My goal is to have something worth posting in this thread when I return from New York in a few weeks. 

In the meantime, my only purchases this year are a pair of Peal & Co. oxfords (which the web site assures me were made by Crockett & Jones) and a dozen RibbedTee undershirts which were mailed today and should arrive by Friday.


----------



## mhj (Oct 27, 2010)

I picked up these two Ben Silver ties on eBay for $20 + shipping. Can anyone identify the one on the left? I didn't see it on BS's site, the one on the right is Cambridge Riders. I'm concerned it being associated with an American group of which I'm not a member.

by mjoseph990, on Flickr


----------



## Reldresal (Oct 13, 2011)

If you are able to reveal, please inform where you purchased these?



Taken Aback said:


> Is it too much to have your socks match your belt and tie x2?


----------



## Taken Aback (Aug 3, 2009)

It's DSW.


----------



## Reldresal (Oct 13, 2011)

Thank you. I've taken some teasing about a whale belt I have and the socks would just send the teasers over the edge.


----------



## hookem12387 (Dec 29, 2009)

Target shorts haul. The color didn't quite come out, but it's madras, seersucker, red chambray, and blue oxford cloth.
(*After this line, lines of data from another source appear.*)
PR #6167, opened 2024-04-26
feat(ui-components): introduce `TrendingItems` component

dhayab:
This moves the `TrendingItems` UI component from **@algolia/recommend** to the monorepo. It also adds the base styles in instantsearch.css and describes its expected markup in our specs.

FX-2831

### DIFF
--- a/packages/instantsearch.css/src/themes/algolia.scss
+++ b/packages/instantsearch.css/src/themes/algolia.scss
@@ -23,10 +23,9 @@ a[class^='ais-'] {
 .ais-ClearRefinements,
 .ais-CurrentRefinements,
 .ais-GeoSearch,
+.ais-FrequentlyBoughtTogether,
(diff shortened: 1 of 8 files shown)


packages/instantsearch.css/src/themes/algolia.scss
```diff
@@ -23,10 +23,9 @@ a[class^='ais-'] {
 .ais-ClearRefinements,
 .ais-CurrentRefinements,
 .ais-GeoSearch,
+.ais-FrequentlyBoughtTogether,
 .ais-HierarchicalMenu,
 .ais-Hits,
-.ais-FrequentlyBoughtTogether,
-.ais-RelatedProducts,
```
dhayab, line 29: I removed one instance of this duplicated selector.

aymeric-giraudet (approved):

PR #6169, opened 2024-04-29
feat(recommend): introduce `connectTrendingItems` connector

dhayab:
This introduces the `connectTrendingItems` connector and tests it in the connector common test suite.

FX-2832


packages/instantsearch.js/src/connectors/trending-items/connectTrendingItems.ts
```diff
@@ -0,0 +1,153 @@
...
+
+export type TrendingItemsConnectorParams<THit extends BaseHit = BaseHit> = {
+  /**
+   * The facet attribute to get recommendations for.
+   */
+  facetName?: string;
+  /**
+   * The facet value to get recommendations for.
+   */
+  facetValue?: string;
```
raed667, line 33: This is not related to this PR (i think typing in the original recommend library has the same limitation) 

But for more correct typing, both `facetName` and `facetValue` have to be either set or not. We can't have one without the other or we will get an error: `Parameters 'facetName' and 'facetValue' must both be empty, or both be set`

Could be a future improvement though.

raed667: I think it is safe to leave it to the API to throw an error in this case as we don't need (redundant) frontend validation, just some type checking would suffice.

dhayab: I found out how to type constraint it in https://github.com/algolia/instantsearch/pull/6169/commits/3c7ee20242f5804c321a6ee4641a34c5eb265cf2.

Good fit, too.


----------



## Taken Aback (Aug 3, 2009)

I like that madras pattern. It's nowhere near as drab as I'd expect from them. Do you remember the size range they had?


----------



## Trip English (Dec 22, 2008)




----------



## Taken Aback (Aug 3, 2009)

I sure hope that's directed at the state of his sheets.


----------



## sbdivemaster (Nov 13, 2011)

Got this last week, haven't had time to get pics of myself wearing it (still need to waterproof the exterior before wearing); I really like the blue, and it's not a common color for the barn coats:










(I'll get The Wife to take some pics over the weekend...)


----------



## hookem12387 (Dec 29, 2009)

The comforter is the fiancee's and the stain is actually my shadow, I believe. Like I said, the colors didn't come through perfectly. Pics will crop up in WAYWTs. I really wasn't up for spending major cash on shorts. 
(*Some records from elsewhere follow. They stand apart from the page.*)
PR #6170, opened 2024-04-29
feat(hits): add banner to react instantsearch hits

taylorcjohnson:
**Summary**

This is the fourth pull request to add support for no-code banners to the Hits widget ([RFC](https://algolia.atlassian.net/wiki/spaces/MERCH/pages/4948099490/RFC+-+Rule+Visual+Editor+Banner+Consequence)). Building on the recent changes to the `Hits` `instantsearch-ui-component` it updates the `Hits` React InstantSearch widget to support a new `bannerComponent`.

[EMERCH-1421](https://algolia.atlassian.net/browse/EMERCH-1421)

There will be a follow-on PR to update React InstantSearch.

**Result**

The hits widget tests have been updated to ensure that the new optional banner component is supported. No styling was applied in the examples or to `instantsearch.css` - that will most likely come in a follow-up PR.

Additionally, the code was tested in the `getting-started` example codebase (connected to appId: `F4T6CUV2AH`, index: `products` in the `beta` environment - where the test rules with a banner consequence exists).

Getting Started App (no `bannerComponent`; query: `nikon`; `nikon camera promotion` alt text and links to `https://www.nikonusa.com/`):
image

Getting Started App (custom `bannerComponent`; query `nikon`):
image

Getting Started App (`bannerComponent={false}`; query `nikon`):
image

[EMERCH-1421]: https://algolia.atlassian.net/browse/EMERCH-1421?atlOrigin=eyJpIjoiNWRkNTljNzYxNjVmNDY3MDlhMDU5Y2ZhYzA5YTRkZjUiLCJwIjoiZ2l0aHViLWNvbS1KU1cifQ

### DIFF
--- a/packages/react-instantsearch/src/widgets/Hits.tsx
+++ b/packages/react-instantsearch/src/widgets/Hits.tsx
@@ -84,10 +84,9 @@ export function Hits<THit extends BaseHit = BaseHit>({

Like the coat, sb, but man I can't even think about a coat when it's 95 out


----------



## sbdivemaster (Nov 13, 2011)

hookem12387 said:


> Like the coat, sb, but man I can't even think about a coat when it's 95 out


Yeah, not going to get much use here for the next 4-5 months, but the rest of the year it will be nice for chilly mornings up at the range or cool walks in the evening.


----------



## Walter Denton (Sep 11, 2011)

Rancourt Ranger Mocs. Brown chromexcel with black vibram cristy soles. I'll have more photos soon.


----------



## C. Sharp (Dec 18, 2008)

It might be the rotunda at U of V.



mhj said:


> I picked up these two Ben Silver ties on eBay for $20 + shipping. Can anyone identify the one on the left? I didn't see it on BS's site, the one on the right is Cambridge Riders. I'm concerned it being associated with an American group of which I'm not a member.
> 
> by mjoseph990, on Flickr


----------



## workthatwedo (Feb 22, 2012)

25% off


----------



## Taken Aback (Aug 3, 2009)

Where?


----------



## workthatwedo (Feb 22, 2012)

Dillard's


----------



## Taken Aback (Aug 3, 2009)

Ah, a shopping experience still unknown to me...except via mail order.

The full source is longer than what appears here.